Het was dus een logische beslissing, maar je hebt dit toch van tevoren besproken?
Ja, we bespraken het met elkaar vanaf de start van onze relatie. De discussies wakkerden vlak voor ons huwelijk weer aan. Tijdens de voorbereidingen ontmoetten we een priester en hij stelde ons tal van vragen. Zo konden we alles openlijk bespreken: de opvoeding van onze toekomstige kinderen, de dood, ziekte en vele andere onderwerpen. Dat urenlang praten vormde een goede voorbereiding. We hadden het geluk zo’n open en zorgzame priester te vinden. Hij nam echt de tijd om met ons te praten en dat was goed voor onze relatie.
Jorge en ik komen allebei uit tamelijk strenge gezinnen, waar het patriarchaat met al zijn clichés sterk aanwezig is. Maar zo willen we onze kinderen niet opvoeden. Onze vele gesprekken deden ons dit inzien, we zaten op dezelfde lijn.
Had die culturele mix een impact bij de keuze van de naam van je zoon?
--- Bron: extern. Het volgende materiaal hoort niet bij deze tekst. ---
PR #10681, opened 2021-08-25
Add LedgerClientWithoutLedgerId next to the LedgerClient

realvictorprm:
For changes to the json api I'm in need of a ledger client which does not need the ledgerid for initialization. In short the LedgerClientWithoutLedgerId is doing the same as the LedgerClient but one needs to pass for every call the ledger id.

However I'm not sure if it's even necessary to do it like this, because the token passed over should already contain the ledger id.

### Pull Request Checklist

trigger the build.


language-support/scala/bindings-akka/src/main/scala/com/digitalasset/ledger/client/binding/LedgerClientBinding.scala
```diff
@@ -57,6 +57,7 @@ class LedgerClientBinding(
       templateSelector: TemplateSelector,
       startOffset: LedgerOffset,
       endOffset: Option[LedgerOffset],
+      token: Option[String],
```
stefanobaghino-da, line 60:
```suggestion
      token: Option[String] = None,
```
Should this have a default value to avoid breaking downstream?

ledger/ledger-api-client/src/main/scala/com/digitalasset/ledger/client/LedgerClient.scala
```diff
@@ -138,12 +134,6 @@ object LedgerClient {
       builder: NettyChannelBuilder,
       configuration: LedgerClientConfiguration,
   )(implicit ec: ExecutionContext, esf: ExecutionSequencerFactory): Future[LedgerClient] = {
-    val channel = GrpcChannel(builder, configuration)
-    sys.addShutdownHook {
-      channel.shutdownNow()
-      ()
-    }
-    apply(channel, configuration)
+    apply(GrpcChannel.withShutdownHook(builder, configuration), configuration)
```
stefanobaghino-da, line 137:
```suggestion
    LedgerClient(GrpcChannel.withShutdownHook(builder, configuration), configuration)
```
Not necessary to change this, the argument I would make is that this eliminates any ambiguity for the reader as to which `apply` method is this.

ledger/ledger-api-client/src/main/scala/com/digitalasset/ledger/client/GrpcChannel.scala
```diff
@@ -44,4 +44,15 @@ object GrpcChannel {
       )
   }
 
+  def withShutdownHook(
```
stefanobaghino-da, line 47: Good call factoring this out of the main logic, makes it more readable. 👍🏻

stefanobaghino-da (commented):
Looks good, thanks. 👍🏻 

This PR has client-facing consequences (the Scala bindings are deprecated but still part of our externally supported components), so please add a couple of lines to the change log detailing what has been added.

language-support/scala/bindings-akka/src/main/scala/com/digitalasset/ledger/client/binding/LedgerClientBinding.scala
realvictorprm: This is a good idea, thanks!

ledger/ledger-api-client/src/main/scala/com/digitalasset/ledger/client/LedgerClient.scala
realvictorprm: I agree, thanks!

realvictorprm:
@stefanobaghino-da addressed the changelog with e937cea. I hope it is sufficient.

realvictorprm:
Because no mails get sent out: Enabled auto-squash-merge

realvictorprm:
Looks like I need to rebase again :smile:

ledger/ledger-api-client/src/main/scala/com/digitalasset/ledger/client/LedgerClientWithoutLedgerId.scala
```diff
@@ -0,0 +1,112 @@
...
+import com.daml.ledger.client.services.transactions.TransactionClientWithoutLedgerId
+import com.daml.ledger.client.services.version.VersionClientWithoutLedgerId
+import io.grpc.{Channel, ManagedChannel}
+import io.grpc.netty.NettyChannelBuilder
+
+import java.io.Closeable
+import java.util.concurrent.TimeUnit
+import scala.concurrent.ExecutionContext
+
+class LedgerClientWithoutLedgerId private (
```
S11001001, line 33: Use a package instead of a different name to distinguish from the with-ledger-ID variants. e.g. `com.daml.ledger.client.withoutledgerid`.

S11001001 (commented):
I am not really a fan of these structurally-equal-but-nominally-incompatible newly introduced types.

But if you don't want to undergo the type-unification of `LedgerClient` with `withoutledgerid...LedgerClient` _et al_ in this PR, may I suggest making every newly-introduced type `private[daml]`, which would make it clear that this is not an extension of the public API, and making the question of later refactoring simpler.

realvictorprm:
> I am not really a fan of these structurally-equal-but-nominally-incompatible newly introduced types.
> 
> But if you don't want to undergo the type-unification of `LedgerClient` with `withoutledgerid...LedgerClient` _et al_ in this PR, may I suggest making every newly-introduced type `private[daml]`, which would make it clear that this is not an extension of the public API, and making the question of later refactoring simpler.

I'm not completely happy with this either and aware of the fact that using generics would have made this code less-duplicated, however I did not want to change the api surface further. However, maybe you have other specific ideas how I could have solved this, I'm very happy to hear them :)

It's a good idea to make it `private[daml]`, many thanks for the suggestion. That should give us the freedom to do what we like with it.

realvictorprm:
@S11001001 I made the types private, however that unfortunately caused that there is no inheritance anymore for these. But now they are really private and we can do what we want with them without the need of taking care & changelogs.

akshayshirahatti-da (approved):
overall no blockers , looks good to me thanks 👍

victormueller-da:
side note, the changelog vanished by accident but that is fine because everything I wrote in there didn't apply anymore. So in the end it is intentionally, that the changelog for this PR is empty.

victormueller-da:
> overall no blockers , looks good to me thanks +1

Many thanks, now I can proceed with my other PR.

Dat was inderdaad niet eenvoudig. We wilden een naam die we allebei mooi vonden, en die iedereen zonder problemen kon uitspreken, ongeacht de moedertaal. Een naam die niemand verkeerd zouden spellen door zijn accent of taal. Aanvankelijk wilden we ook een naam die een beetje ongewoon was. We zochten maandenlang, en kwamen uiteindelijk bij Gabriel uit. Een vrij eenvoudige en traditionele naam, maar geschikt voor iedereen en in elke taal.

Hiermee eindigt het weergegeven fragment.